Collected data
====
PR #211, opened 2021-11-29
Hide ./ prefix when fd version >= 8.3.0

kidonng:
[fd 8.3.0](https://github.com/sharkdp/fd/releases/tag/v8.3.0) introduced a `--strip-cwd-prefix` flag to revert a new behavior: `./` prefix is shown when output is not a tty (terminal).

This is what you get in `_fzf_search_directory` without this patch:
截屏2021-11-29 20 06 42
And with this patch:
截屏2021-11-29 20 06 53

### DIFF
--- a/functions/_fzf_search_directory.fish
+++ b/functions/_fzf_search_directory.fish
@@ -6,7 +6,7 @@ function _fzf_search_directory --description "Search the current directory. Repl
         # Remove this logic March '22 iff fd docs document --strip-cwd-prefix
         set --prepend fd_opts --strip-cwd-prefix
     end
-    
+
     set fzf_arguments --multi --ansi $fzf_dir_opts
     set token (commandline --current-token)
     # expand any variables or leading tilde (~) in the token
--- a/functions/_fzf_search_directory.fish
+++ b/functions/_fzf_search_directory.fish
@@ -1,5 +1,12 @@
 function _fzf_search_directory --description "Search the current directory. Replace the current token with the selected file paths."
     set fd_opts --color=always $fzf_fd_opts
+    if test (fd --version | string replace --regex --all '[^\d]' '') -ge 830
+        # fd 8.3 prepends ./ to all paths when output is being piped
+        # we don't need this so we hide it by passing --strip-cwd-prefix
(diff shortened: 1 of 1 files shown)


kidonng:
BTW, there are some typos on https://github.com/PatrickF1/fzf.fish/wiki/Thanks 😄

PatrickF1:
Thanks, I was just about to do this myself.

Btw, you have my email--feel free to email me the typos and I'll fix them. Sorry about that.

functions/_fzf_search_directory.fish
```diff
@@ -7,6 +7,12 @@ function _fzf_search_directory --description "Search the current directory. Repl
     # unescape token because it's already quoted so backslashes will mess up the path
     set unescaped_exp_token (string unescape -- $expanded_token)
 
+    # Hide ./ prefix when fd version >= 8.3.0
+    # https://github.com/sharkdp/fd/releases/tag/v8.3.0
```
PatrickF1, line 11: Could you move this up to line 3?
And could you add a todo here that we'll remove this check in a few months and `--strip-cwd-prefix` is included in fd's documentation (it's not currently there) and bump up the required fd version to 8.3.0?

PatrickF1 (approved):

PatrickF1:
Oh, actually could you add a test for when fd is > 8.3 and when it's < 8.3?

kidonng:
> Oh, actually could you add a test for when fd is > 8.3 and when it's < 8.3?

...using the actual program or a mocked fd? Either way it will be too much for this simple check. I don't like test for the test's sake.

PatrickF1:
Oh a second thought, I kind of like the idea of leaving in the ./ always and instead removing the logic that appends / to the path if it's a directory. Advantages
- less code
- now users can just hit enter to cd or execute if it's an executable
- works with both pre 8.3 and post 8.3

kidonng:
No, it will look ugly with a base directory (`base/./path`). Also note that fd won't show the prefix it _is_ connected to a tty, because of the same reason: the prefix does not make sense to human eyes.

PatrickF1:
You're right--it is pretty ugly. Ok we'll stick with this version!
====
• **About this exercise**: Without omitting anything, output the data verbatim.

• **Result of this task**:
PR #211, opened 2021-11-29
Hide ./ prefix when fd version >= 8.3.0

kidonng:
[fd 8.3.0](https://github.com/sharkdp/fd/releases/tag/v8.3.0) introduced a `--strip-cwd-prefix` flag to revert a new behavior: `./` prefix is shown when output is not a tty (terminal).

This is what you get in `_fzf_search_directory` without this patch:
截屏2021-11-29 20 06 42
And with this patch:
截屏2021-11-29 20 06 53

### DIFF
--- a/functions/_fzf_search_directory.fish
+++ b/functions/_fzf_search_directory.fish
@@ -6,7 +6,7 @@ function _fzf_search_directory --description "Search the current directory. Repl
         # Remove this logic March '22 iff fd docs document --strip-cwd-prefix
         set --prepend fd_opts --strip-cwd-prefix
     end
-    
+
     set fzf_arguments --multi --ansi $fzf_dir_opts
     set token (commandline --current-token)
     # expand any variables or leading tilde (~) in the token
--- a/functions/_fzf_search_directory.fish
+++ b/functions/_fzf_search_directory.fish
@@ -1,5 +1,12 @@
 function _fzf_search_directory --description "Search the current directory. Replace the current token with the selected file paths."
     set fd_opts --color=always $fzf_fd_opts
+    if test (fd --version | string replace --regex --all '[^\d]' '') -ge 830
+        # fd 8.3 prepends ./ to all paths when output is being piped
+        # we don't need this so we hide it by passing --strip-cwd-prefix
(diff shortened: 1 of 1 files shown)


kidonng:
BTW, there are some typos on https://github.com/PatrickF1/fzf.fish/wiki/Thanks 😄

PatrickF1:
Thanks, I was just about to do this myself.

Btw, you have my email--feel free to email me the typos and I'll fix them. Sorry about that.

functions/_fzf_search_directory.fish
```diff
@@ -7,6 +7,12 @@ function _fzf_search_directory --description "Search the current directory. Repl
     # unescape token because it's already quoted so backslashes will mess up the path
     set unescaped_exp_token (string unescape -- $expanded_token)
 
+    # Hide ./ prefix when fd version >= 8.3.0
+    # https://github.com/sharkdp/fd/releases/tag/v8.3.0
```
PatrickF1, line 11: Could you move this up to line 3?
And could you add a todo here that we'll remove this check in a few months and `--strip-cwd-prefix` is included in fd's documentation (it's not currently there) and bump up the required fd version to 8.3.0?

PatrickF1 (approved):

PatrickF1:
Oh, actually could you add a test for when fd is > 8.3 and when it's < 8.3?

kidonng:
> Oh, actually could you add a test for when fd is > 8.3 and when it's < 8.3?

...using the actual program or a mocked fd? Either way it will be too much for this simple check. I don't like test for the test's sake.

PatrickF1:
Oh a second thought, I kind of like the idea of leaving in the ./ always and instead removing the logic that appends / to the path if it's a directory. Advantages
- less code
- now users can just hit enter to cd or execute if it's an executable
- works with both pre 8.3 and post 8.3

kidonng:
No, it will look ugly with a base directory (`base/./path`). Also note that fd won't show the prefix it _is_ connected to a tty, because of the same reason: the prefix does not make sense to human eyes.

PatrickF1:
You're right--it is pretty ugly. Ok we'll stick with this version!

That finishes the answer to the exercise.